The Associated PressMay 24, 2013 

Plan to drive this weekend? Expect company.

State transportation officials call Memorial Day weekend the year’s busiest for Interstate 90, with an average of 187,000 cars crossing Snoqualmie Pass.

“Be prepared to run into some traffic,” said Meagan McFadden, a spokeswoman for the state Department of Transportation.

Most of the traffic will head east away from Puget Sound on Friday evening and back to the west side on Monday evening, with some Tuesday, McFadden said.

To make as much room on the road as possible, all Transportation Department construction crews will suspend work on I-90, McFadden said.

Satus Pass, on U.S. 97 south of Yakima, will be a different story.

Traffic will be limited to one lane, guided by a pilot car over the Satus Creek Bridge, according to the department’s website. Backups will run about 20 minutes round the clock.

Meanwhile, Washington State Patrol authorities recommend planning ahead, checking lights, wiper blades and tires before traveling. Allow extra time and check out road conditions, troopers said in a news release.
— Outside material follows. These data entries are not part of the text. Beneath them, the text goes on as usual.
PR #1104, opened 2023-06-30
Parry Fix

dsmith328:
## About The Pull Request
Oversight when I wrote the code causes parry to not come off cooldown if you failed to block anything. This fixes that.

## Why It's Good For The Game
Bug fix.


Kitsunemitsu (approved):
Approved.

PR #1105, opened 2023-06-30
Fixes Yin

dsmith328:
## About The Pull Request
Something removed a single line of code that was supposed to put Yin/Yang IN the dragon. This re-adds that. It further makes it so the dragon targets the area AROUND where the spawned (with some deviation).

## Why It's Good For The Game
Bug fix and accuracy fix.


Kitsunemitsu (approved):
Important fix

PR #1106, opened 2023-07-01
Shields had more issues

dsmith328:
## About The Pull Request
So apparently the hand checking did not work and caused runtimes that stopped block from clearing properly, so the variable would remain TRUE while everything else would fix properly. Honestly no idea why this occurred but better options have been located.

## Why It's Good For The Game
Fiiiiiix. I stg Im testing these locally and not getting these issues, they only happen on the server.


Kitsunemitsu (approved):
Fix

PR #1108, opened 2023-07-01
Arbiter update

EgorDinamit:
## About The Pull Request

Adds missing features of the extraction core suppression. Work in progress.

- Added spikes. They spawn under and around all human players on z-level every 1.5 minutes. After 3 seconds they deal 100 black damage to those on their tile.

## Why It's Good For The Game

Extraction core suppression will finally be complete.


code/modules/suppressions/extraction.dm
```diff
@@ -465,3 +470,60 @@
...
+	name = "dark spikes"
+	desc = "A weird construction. You should probably stay away from it..."
+	icon_state = "binah_spike"
+	alpha = 0
+	anchored = TRUE
+	density = FALSE
+	/// How much time must pass after Initialize() to activate
+	var/activation_delay = 2 SECONDS
+	/// Amount of BLACK damage done on activation
+	var/damage = 150
```
LanceSmites328, line 507: Leaving a note that this may be a bit too much damage? Base Lobotomy says 33-40 damage, which should be ~82-100 damage for us. (We tend to do like, 2.5x from what I recall).

LanceSmites328 (approved):

LanceSmites328 (approved):
If damage proves too high it can be changed later.

PR #1110, opened 2023-07-02
HitInTurf proc

LanceSmites328:
## About The Pull Request
Adds new mob proc "HitInTurf" which allows the mob to hit all targets in a specified turf for a specified amount of damage. This comes with a good number of options to allow stuff like structure destruction/degradation, as well as the ability to pierce through stuff like lockers and crates. 

This PR changes all current applicable instances of `for(var/mob/living/L in T)` to `HurtInTurf(...)`.

## Why It's Good For The Game
We've all seen `for(var/mob/living/L in T)` copied EVERYWHERE to apply damage, this condenses that into a singular proc with support for hit-list retention. Overall reduces copy-pasta required to just make everything in a turf get slapped.


Kitsunemitsu:
Fix merge issues and then I'll merge

Kitsunemitsu (approved):
Was tested, code looks fine.
Merging

PR #1116, opened 2023-07-05
Fixes oversight in IsContained proc

PotatoTomahto:
## About The Pull Request
IsContained now also checks if an abnormality has no qliphoth but is unable to breach in the first place.

## Why It's Good For The Game
Should fix nonbreachers moving.


LanceSmites328:
If this is for the abnos moving rarely while in their room, I don't believe this solves the issue, as they have Qliphoth counters with Der and Old Lady

EgorDinamit (approved):

PR #1119, opened 2023-07-07
Reverberation Scythe

LanceSmites328:
## About The Pull Request
Adds Argalia's Scythe. Also lets items turn off their item_attack_animation via a variable, because we could do this before we just never had the variable for it.

## Why It's Good For The Game
Agony Scythe. Pain blade. Vibrating for your demise.

- [x] Alternative VFX for heavy attacks.


InsightfulParasite:
The variable seems helpful since it would allow weapons to have some visual dynamic between strong and weak attacks.

Kitsunemitsu (approved):
Looks good to me.

PR #1127, opened 2023-07-09
Naked Nest Organ Check Fix

InsightfulParasite:
## About The Pull Request
So i was alerted to the fact that naked nest would not check if you already had a naked nest organ inside you when infecting you. This was due to me not defining where to check if the organ is. Naked Nest was basically checking itself for a organ it was infecting someone else with. Its a bit embaressing since every other check is correct except for the work checks.

## Why It's Good For The Game
Fixes Naked Nest.

## Changelog
:cl:
fix: naked nest
/:cl:


Kitsunemitsu (approved):
Small fix

PR #1138, opened 2023-07-12
The Abominable Infestation (Maroon ordeals)

EgorDinamit:
## About The Pull Request

Adds the Abominable Infestation from [Tegu Station](https://github.com/vlggms/tegustation-bay12).

It is an admin-only ordeal type for now, as I try and figure out the balance and if it's worth being in rotation at all.

Work in progress.

## Why It's Good For The Game

Wanted to do it for a long time and more ordeals is always good.


Coxswain-Navigator:
If we don't use them as an ordeal we can always use more trash mobs for city maps.

PR #1133, opened 2023-07-11
Updates clown smiling at me

Coxswain-Navigator:
## About The Pull Request
Fixes an obscure bug related Clown smiling at me that allows you to trap it between two corpses by allowing it to target dead people. This is technically a buff to the abnormality, but oh well. 

Finally gives it some proper sprites. 

## Why It's Good For The Game
I think fixing bugs and visuals is good overall

## Changelog
:cl:
fix: Clown smiling at me can now butcher corpses, instead of standing idle
imageadd: Clown smiling at me now actually has its own sprites! Rejoice!
/:cl:

PR #1139, opened 2023-07-13
Fixes clown smiling at me getting stuck on mob corpses

Coxswain-Navigator:
## About The Pull Request
Fixes a bug introduced in https://github.com/vlggms/lobotomy-corp13/pull/1133 whereupon the abnormality could get stuck when attacking a non-human corpse. Technically a buff, but shouldn't cause any real issues as it fixes a rather critical bug.

## Why It's Good For The Game
Fixes a bug caused by a bugfix, classic.

## Changelog
:cl:
fix: the clown can now gib corpses
/:cl:

### DIFF
--- a/code/modules/mob/living/simple_animal/abnormality/waw/clown_smiling.dm
+++ b/code/modules/mob/living/simple_animal/abnormality/waw/clown_smiling.dm
@@ -86,10 +86,17 @@
 		icon_state = icon_aggro
 
 //Execution code from green dawn with inflated damage numbers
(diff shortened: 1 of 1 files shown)


LanceSmites328 (approved):

LanceSmites328 (changes requested):
Rescinding approval. If you want it to not attack non-human corpses, alter the CanAttack proc. This will make it not even target them.

LanceSmites328 (approved):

Weather forecasts call for chances of rain and snow showers on Snoqualmie Pass.

Troopers are planning extra patrols on mountain passes through the summer, said Lt. Tom Foster of the Yakima District of the State Patrol.
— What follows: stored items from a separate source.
PR #1143, opened 2023-07-14
adjust templates for random rooms

Retrino:
## About The Pull Request

changed the names of the random room templates, as well as the layout a bit in the templates themselves. hopefully this will make creating a new random room more clear. 

Screenshot (183)

templates originally had door markings on both sides, which made it hard to tell at a glance which side was meant for the entrance to be placed on

(also minor changes to the robot castle room. it should no longer be airless/depressured now)

## Why It's Good For The Game

allows mappers less familiar with the layouts to more clearly see how their random room should be laid out


LanceSmites328 (approved):

LanceSmites328:
Requesting review by @Kitsunemitsu due to this being her primary domain as of late.

Kitsunemitsu (approved):
Template changes

PR #1144, opened 2023-07-15
Landmine tweaks

Trilbyspaceclone:
## About The Pull Request

Landmines now dont trigger by items being thrown over them (You can still shoot them)
Landmines now only cross trigger by mobs
If a landmine is dense (none are by default) and something throws and hits it, it now triggers
## Why It's Good For The Game

Light sources, now dont trigger landmines anymore, woo.

## Changelog
:cl:
tweak: Landmines now dont trigger by items being thrown over them and now only mobs when crossing them will trigger.
/:cl:

### DIFF
--- a/code/game/objects/effects/mines.dm
+++ b/code/game/objects/effects/mines.dm
@@ -43,9 +43,16 @@
 	if(AM.movement_type & FLYING)
 		return
 
+	if(!ismob(AM))
+		return
+
 	triggermine(AM)
 
 /obj/effect/mine/take_damage(damage_amount, damage_type, damage_flag, sound_effect, attack_dir)
+	. = ..()
+	triggermine()
+
+/obj/effect/mine/hitby()
 	. = ..()
 	triggermine()
 


code/game/objects/effects/mines.dm
```diff
@@ -43,12 +43,19 @@
 	if(AM.movement_type & FLYING)
 		return
 
+	if(!ismob(AM))
```
Kitsunemitsu, line 46: I would still like the ability to throw things on them, landmines currently are only used in one spot and there should be a way to disarm them safely (no one has guns on that map)

Kitsunemitsu (changes requested):

code/game/objects/effects/mines.dm
Trilbyspaceclone: Would it be ok if the landmine gets disarmed via clerk ID?

InsightfulParasite: You could check the weight of the item since that is a value, or have it so if the thing is currently being thrown it doesnt proc.

Trilbyspaceclone: Id want the reverse of the throwing idea, so that if an item lands on the tile it goes kaboom, otherwise dosnt.

InsightfulParasite: Thats a bit more tricky. Chasms find a way to make things inside it fall because it keeps track of the objects. So for this it would have to be crossed then start processing to see if it stays for more than just 1 decisecond if it has the throwing variable to true.

Trilbyspaceclone: Thank you for the insight! I'll have to look into the chasms code and see if i can use that for the goal.

InsightfulParasite: Check out code/datum/component/chasm component code. You may see something i missed.

> /datum/component/chasm/proc/droppable(atom/movable/AM)
> 	// avoid an infinite loop, but allow falling a large distance
> 	if(falling_atoms[AM] && falling_atoms[AM] > 30)
> 		return FALSE
> 	if(!isliving(AM) && !isobj(AM))
> 		return FALSE
> 	if(is_type_in_typecache(AM, forbidden_types) || AM.throwing || (AM.movement_type & (FLOATING|FLYING)))
> 		return FALSE

Trilbyspaceclone: This is exactly what I needed, thank you much so!

PR #1989, opened 2024-03-12
Reworks u-turn and voodoo

CrabbytheCrab:
## About The Pull Request

Changes Voodoo by removing its ability to do red, increased it's attack speed to 0.7, and now can be dual wielded with it self. It's a mini weapon now also

U-turn now attacks slower, no longer can charge up an aoe. It also now has a force of 40 and a reach of 4, but to counteract that insane range, it does half damage outside spear range and makes an aoe that drags stuff to the user.

## Why It's Good For The Game

Helps make these 2 ego more distinct. Also thank you kirie for suggesting me to do this.

## Changelog
:cl:
balance: Reworked u-turn and voodoo
/:cl:

### DIFF
--- a/code/datums/abnormality/_ego_datum/he.dm
+++ b/code/datums/abnormality/_ego_datum/he.dm
@@ -408,7 +408,7 @@
 	cost = 35
 
 /datum/ego_datum/weapon/voodoo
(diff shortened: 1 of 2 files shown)


Kitsunemitsu (approved):
Looks good to me.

Meanwhile, the State Patrol also has extra troopers out every evening during the Click It or Ticket seat belt campaign, Foster said.

"We will have 14 troopers working emphasis patrols over the holiday weekend in Thurston and Pierce counties," said Trooper Guy Gill. "My advice to holiday drivers is buckle up, drive sober, put your phone down and drive safe. "Together, let's make this a safe weekend for everyone."

Fuel prices are down compared with last year by about 23 cents per gallon to a $4.01 average in Washington, according to a news release from AAA.

AAA predicts 9 out of 10 Memorial Day weekend travelers will use their cars this weekend, putting 31.2 million people on the roads. That’s up from 31.1 million last year.

Drivers also are expected to go farther this year, traveling an average of about 690 miles, 48 more miles more than last year, predicted AAA based on surveys of intending travelers.

Air travel will be down by 8 percent, to 2.3 million.

The Yakima Herald-Republic contributed to this report.